■ **Given data**
= = = = = = =

PR #134, opened 2017-01-24
Logging implementation for tendrl

GowthamShanmugam:

tendrl-spec: logging_implementation


tendrl/commons/message.py
```diff
@@ -0,0 +1,47 @@
...
+    def validate(self):
+        if (self.priority == "" or
+            self.timestamp == "" or
+            self.publisher == "" or
+            "message" not in self.payload):
+            return False
+        if "job_id" in self.payload:
+            if ("flow_id" not in self.payload or
+                "cluster_id" not in self.payload):
+                return False
```
GowthamShanmugam: @brainfunked @shtripat @nthomas-redhat @nnDarshan @anmolbabu 
For job cluster_id is mandatory or not? because node related jobs have cluster id?

import cluster job does not have cluster id right?

GowthamShanmugam:
@brainfunked @r0h4n @shtripat @nnDarshan @anmolbabu @nthomas-redhat please review

tendrl/commons/manager/__init__.py
```diff
@@ -12,27 +12,32 @@
 class Manager(object):
     def __init__(
             self,
+            message_handler_thread,
             sds_sync_thread,
-            central_store_thread,
```
brainfunked: The best practice is to keep the comma at the end for lists, if the last list element allows it. This gets people in the habit of adding a comma at the end of every list element, regardless of whether it's to be the last and prevent syntax errors.

tendrl/commons/event.py
```diff
@@ -0,0 +1,10 @@
+import socket
+import json
+
+
+class Event(object):
+    def __init__(self, message, host, port):
```
brainfunked: Supposed to be a UNIX socket. Refer to this comment and make the appropriate changes in both codebases: https://github.com/Tendrl/node-agent/pull/67/files#r97720923

tendrl/commons/message.py
```diff
@@ -0,0 +1,47 @@
...
+
+
+class Message(object):
+    def __init__(self, message):
+        try:
+            if "message_id" not in message:
+                self.message_id = str(uuid.uuid4())
+            else:
+                self.message_id = message["message_id"]
+            self.timestamp = message["timestamp"]
```
anmolsachan: Shouldn't be timestamp be automatically generated when the object is instantiated? Otherwise, we will have to import datetime in every module

tendrl/commons/event.py
```diff
@@ -0,0 +1,10 @@
...
+        s = socket.socket()
+        s.connect((host, port))
+        s.sendall(json.dumps(message.__dict__))
+        s.shutdown(socket.SHUT_RDWR)
```
brainfunked: Class initialisation shouldn't do any action. It should just setup the object's initial state. Another method should be invoked to do the actual action. In this case, only the variables (including the socket object, but not the actual connection) should be initialised.

The actual writing to the socket should happen in a `write` method. This `write` method should open the socket connection, write the data and then close the connection.

tendrl/commons/message.py
```diff
@@ -0,0 +1,47 @@
...
+                self.caller = {"filename": (caller.filename.rsplit('/', 1))[1],
+                               "line_no": caller.lineno,
+                               "function": caller.function}
+            else:
+                self.caller = message["caller"]
+            if not self.validate():
+                self.timestamp =  datetime.datetime.now().isoformat()
+                self.priority = "debug"
+                self.publisher =  "node-agent"
+                # Invalid obj does not have node_id
```
brainfunked: Every message must have a node_id.

tendrl/commons/message.py
brainfunked: cluster_id is not mandatory. Jobs can occur outside a cluster context.

tendrl/commons/message.py
```diff
@@ -0,0 +1,47 @@
+import datetime
+from inspect import getframeinfo
+from inspect import stack
+import uuid
+
+
+class Message(object):
```
brainfunked: The Message class' interface should be as follows:

* Initialisation is done only when crafting a new message from scratch. This would be used by the entities that generate the messages. The initialise method should accept mandatory parameters directly, with perhaps a dict for the payload. Initialisation would thus automatically validate the presence of the mandatory parameters. This method should always generate a message_id itself.
* The class method `from_json` should be used when generating a message object from json. This would be the case in the node agent, when it reads a message from the socket. This method should raise an error clearly indicating that the json syntax is invalid, if applicable. This method must call the `validate` method (discussed below).
* The object should have a `to_json` method to dump the json format.
* The `validate` method should check for the existence of all the mandatory parameters, `message_id` among them. It must raise a validation error with the message indicating the precise problems.
* Whoever creates the message object using `from_json` would be responsible for catching the errors. In case of validation errors, it needs to initialise a new message object, whose payload would be the original invalid message object with the validation error messages. Eventually would be a good idea to create a way to properly handle nested objects, but this'll do for now.

brainfunked: Additionally, the `validate` method should check the attributes, like it currently does. It should not be validating json. Thus it must be called only after the attributes have been set.

GowthamShanmugam:
@brainfunked @shtripat @nthomas-redhat @anmolbabu @anmolsachan @r0h4n please review this, i have done all the changes.

tendrl/commons/event.py
```diff
@@ -0,0 +1,17 @@
...
+PATH = "/etc/tendrl/node_agent_socket"
+
+
+class Event(object):
+    def __init__(self, message):
+        self.sock = _socket.socket(_socket.AF_UNIX, _socket.SOCK_STREAM)
+        self.write(message)
+
+    def write(self, message):
+        self.sock.connect(PATH)
```
anmolbabu: what happens if there is a connection failure?

GowthamShanmugam: it will raise an exception, who is calling event  should take care of it

anmolbabu: how user gets to know?

For example, in case of alerting, the threshold detection happens @ collectd, the plugin invokes the Message framework below and then the framework's attempt to open a socket connection to node-agent exposed socket fails.
In this case the plugin gets to know about the exception and the maximum it can do is log the failure to collectd logs.But how can that be known by the user I am asking this more with this perspective, if its an error/exception happening internal to collectd, probably user going to collectd logs might seem logical but if its an issue very much specific to processes internal to tendrl, I would like there to be a way for user to be aware of it from the tendrl logging framework itself rather than from integration component logs.

Also consider another example, the ceph and gluster integrations will be responsible for detecting state changes of entities managed by them, consider if this connect fails, then what happens how can it be made known to user?

Or modules would terminate at the very init if the socket creation @ node-agent and connection @ other modules end failed is my assumption correct? In such cases also, how is it planned to log/notify error in such cases to user?

With socket path hard-coded and communication being local within the node itslef, I am not sure about likelihood of such a failure with packaging doing the necessary permissions to the sock file and ensuring existence of socket file.
But, I would like to take opinions from @Tendrl/tendrl-core here

GowthamShanmugam: @brainfunked please share your suggestion here

tendrl/commons/message.py
```diff
@@ -0,0 +1,87 @@
...
+    """
+    def __init__(self, priority, publisher, payload,
+                 message_id=None, timestamp=None, node_id=None,
+                 caller=None):
+        if message_id is None:
+            self.message_id = str(uuid.uuid4())
+            self.timestamp = datetime.datetime.now().isoformat()
+            # From which function, line and file error raised
+            caller = getframeinfo(stack()[1][0])
+            self.caller = {"filename": (caller.filename.rsplit('/', 1))[1],
```
r0h4n: Most Tendrl code runs inside a greenlet, how does getframeinfo work with that?

tendrl/commons/message.py
```diff
@@ -0,0 +1,87 @@
...
+
+    caller are None by default, when from_json function call
+    message old message_id, time_stamp and caller is populated
+    """
+    def __init__(self, priority, publisher, payload,
+                 message_id=None, timestamp=None, node_id=None,
+                 caller=None):
+        if message_id is None:
+            self.message_id = str(uuid.uuid4())
+            self.timestamp = datetime.datetime.now().isoformat()
```
r0h4n: Move this function to commons https://github.com/Tendrl/ceph-integration/blob/master/tendrl/ceph_integration/util.py#L7

use it for timestamp

tendrl/commons/message.py
```diff
@@ -0,0 +1,87 @@
...
+        # Check payload type is dict
+        if type(self.payload) != dict:
+            return False
+        # Check mandatory fields
+        if (self.priority not in Message.priorities.__dict__.values() or
+            self.publisher not in Message.publishers.__dict__.values() or
+            self.node_id is None or
+                "message" not in self.payload):
+            return False
+        if "job_id" in self.payload:
```
r0h4n: describe the validation process in a comment at start of function

tendrl/commons/message.py
```diff
@@ -0,0 +1,87 @@
...
+        return True
+
+
+# To serialize when json contains old message object
+def serialize_message(obj):
+    if isinstance(obj, Message):
+        serial = obj.__dict__
+        return serial
+    else:
+        raise TypeError("Type not serializable")
```
r0h4n: what type, please mention here

tendrl/commons/event.py
```diff
@@ -0,0 +1,25 @@
+import _socket
+from tendrl.commons.message import Message
+
+
+PATH = "/etc/tendrl/.node_agent_socket"
```
GowthamShanmugam: @r0h4n i will add this in config file

tendrl/commons/event.py
```diff
@@ -0,0 +1,25 @@
...
+
+
+class EventFailed(Exception):
+    pass
+
+
+class Event(object):
+    def __init__(self, message):
+        self.sock = _socket.socket(_socket.AF_UNIX, _socket.SOCK_STREAM)
+        self.write(message)
```
GowthamShanmugam: @r0h4n when you send the message to socket at that time it should be a json ... so in Event  __init__ you need to pass object, then write method will tack care converting obj into json_str using to_json() in Message class

tendrl/commons/message.py
```diff
@@ -0,0 +1,87 @@
...
+import uuid
+
+
+class Message(object):
+    # priority[0] is debug....priority[5] is critical
+    # Use priorities and publishers when call create message obj
+    priorities = type("priorities", (),
+                      {"DEBUG": "debug", "INFO": "info", "NOTICE": "notice",
+                       "WARNING": "warning", "ERROR": "error",
+                       "CRITICAL": "critical"})
```
GowthamShanmugam: @r0h4n it is works like enum, for example when you wants to a message you need to give like this

Message(Message.priorities.DEBUG, ....) so it will pass value "debug" to __init__()

GowthamShanmugam: @r0h4n these are fixed priorities, it is used to avoid spelling mistakes when we give priorities

tendrl/commons/message.py
GowthamShanmugam: @r0h4n it will tacking caller details from stack, How it will work means it will take last call of this function only. so it will give exactly who called this function

tendrl/commons/message.py
GowthamShanmugam: @r0h4n i will comment there

tendrl/commons/message.py
GowthamShanmugam: @r0h4n done

tendrl/commons/message.py
GowthamShanmugam: @r0h4n done

tendrl/commons/event.py
```diff
@@ -0,0 +1,25 @@
...
+
+
+class Event(object):
+    def __init__(self, message):
+        self.sock = socket.socket(socket.AF_UNIX, socket.SOCK_STREAM)
+        self.write(message)
+
+    def write(self, message):
+        try:
+            socket_path = tendrl_ns.config.data['socket_path']
```
r0h4n: change the name to "logging_socket_path"

tendrl/commons/event.py
```diff
@@ -0,0 +1,25 @@
...
+class EventFailed(Exception):
+    pass
+
+
+class Event(object):
+    def __init__(self, message):
+        self.sock = socket.socket(socket.AF_UNIX, socket.SOCK_STREAM)
+        self.write(message)
+
+    def write(self, message):
```
r0h4n: make this write private, _write

tendrl/commons/message.py
r0h4n: Where is it done? I dont see you using this for timestamp anywhere https://github.com/Tendrl/ceph-integration/blob/master/tendrl/ceph_integration/util.py#L7

tendrl/commons/event.py
GowthamShanmugam: @r0h4n done

tendrl/commons/event.py
GowthamShanmugam: @r0h4n Done

GowthamShanmugam:
@r0h4n ack i am doing that change changing timestamp

tendrl/commons/event.py
```diff
@@ -0,0 +1,25 @@
+from _socket import error as _socket_error
+from _socket import timeout as _socket_timeout
```
r0h4n: use gevent error and timeout, remove _socket

tendrl/commons/event.py
r0h4n: where?

tendrl/commons/event.py
r0h4n: still not done

requirements.txt
```diff
@@ -8,4 +8,5 @@ python-etcd
 python-dateutil
 PyYAML
 gevent>=1.0
-namespaces
\ No newline at end of file
+namespaces
+python-dateutil
```
GowthamShanmugam: @r0h4n ok

GowthamShanmugam:
@r0h4n all changes now i done correctly

tendrl/commons/message.py
```diff
@@ -0,0 +1,101 @@
...
+        return True
+
+
+# To serialize when json contains old message object
+def serialize_message(obj):
+    if isinstance(obj, Message):
+        serial = obj.__dict__
+        return serial
+    elif isinstance(obj, datetime.datetime):
+        serial = obj.isoformat()
```
r0h4n: timezone info maintained during serialization?

GowthamShanmugam: @r0h4n timezone can't serialize, so when passing object into socket  i have converted timezone into string, and then string again converted to datetime when jon is read from socket.

GowthamShanmugam: @r0h4n timezone can't serialize, so when passing object into socket  i have converted timezone into string, and then string again converted to datetime when jon is read from socket.

tendrl/commons/utils/tz_utils.py
```diff
@@ -0,0 +1,8 @@
+import datetime
```
r0h4n: rename this file "time_utils"

tendrl/commons/message.py
```diff
@@ -0,0 +1,101 @@
...
+        # Check payload type is dict
+        if type(self.payload) != dict:
+            return False
+        # Check mandatory fields
+        if (self.priority not in Message.priorities.__dict__.values() or
+            self.publisher not in Message.publishers.__dict__.values() or
+            self.node_id is None or
+                "message" not in self.payload):
+            return False
+        if "job_id" in self.payload:
```
r0h4n: "job_id": what is this field and give an example , is this the api job id?

flow_id: is this the uuid of the flow as given in the tendrl definitions?

anmolsachan: @r0h4n "job_id" is the field for the uuid of the Operation updates. For example this could be an update for any atom executed under a flow etc.
yes, "flow_id" is the  uuid of the flow as given in the tendrl definitions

= = = = = = =

■ **Required action**
In the listing above, find the line containing "change changing timestamp" and the line containing "a flow etc.". Output them and every line between, exactly, and nothing else.

■ **Response below**
@r0h4n ack i am doing that change changing timestamp

tendrl/commons/event.py
```diff
@@ -0,0 +1,25 @@
+from _socket import error as _socket_error
+from _socket import timeout as _socket_timeout
```
r0h4n: use gevent error and timeout, remove _socket

tendrl/commons/event.py
r0h4n: where?

tendrl/commons/event.py
r0h4n: still not done

requirements.txt
```diff
@@ -8,4 +8,5 @@ python-etcd
 python-dateutil
 PyYAML
 gevent>=1.0
-namespaces
\ No newline at end of file
+namespaces
+python-dateutil
```
GowthamShanmugam: @r0h4n ok

GowthamShanmugam:
@r0h4n all changes now i done correctly

tendrl/commons/message.py
```diff
@@ -0,0 +1,101 @@
...
+        return True
+
+
+# To serialize when json contains old message object
+def serialize_message(obj):
+    if isinstance(obj, Message):
+        serial = obj.__dict__
+        return serial
+    elif isinstance(obj, datetime.datetime):
+        serial = obj.isoformat()
```
r0h4n: timezone info maintained during serialization?

GowthamShanmugam: @r0h4n timezone can't serialize, so when passing object into socket  i have converted timezone into string, and then string again converted to datetime when jon is read from socket.

GowthamShanmugam: @r0h4n timezone can't serialize, so when passing object into socket  i have converted timezone into string, and then string again converted to datetime when jon is read from socket.

tendrl/commons/utils/tz_utils.py
```diff
@@ -0,0 +1,8 @@
+import datetime
```
r0h4n: rename this file "time_utils"

tendrl/commons/message.py
```diff
@@ -0,0 +1,101 @@
...
+        # Check payload type is dict
+        if type(self.payload) != dict:
+            return False
+        # Check mandatory fields
+        if (self.priority not in Message.priorities.__dict__.values() or
+            self.publisher not in Message.publishers.__dict__.values() or
+            self.node_id is None or
+                "message" not in self.payload):
+            return False
+        if "job_id" in self.payload:
```
r0h4n: "job_id": what is this field and give an example , is this the api job id?

flow_id: is this the uuid of the flow as given in the tendrl definitions?

anmolsachan: @r0h4n "job_id" is the field for the uuid of the Operation updates. For example this could be an update for any atom executed under a flow etc.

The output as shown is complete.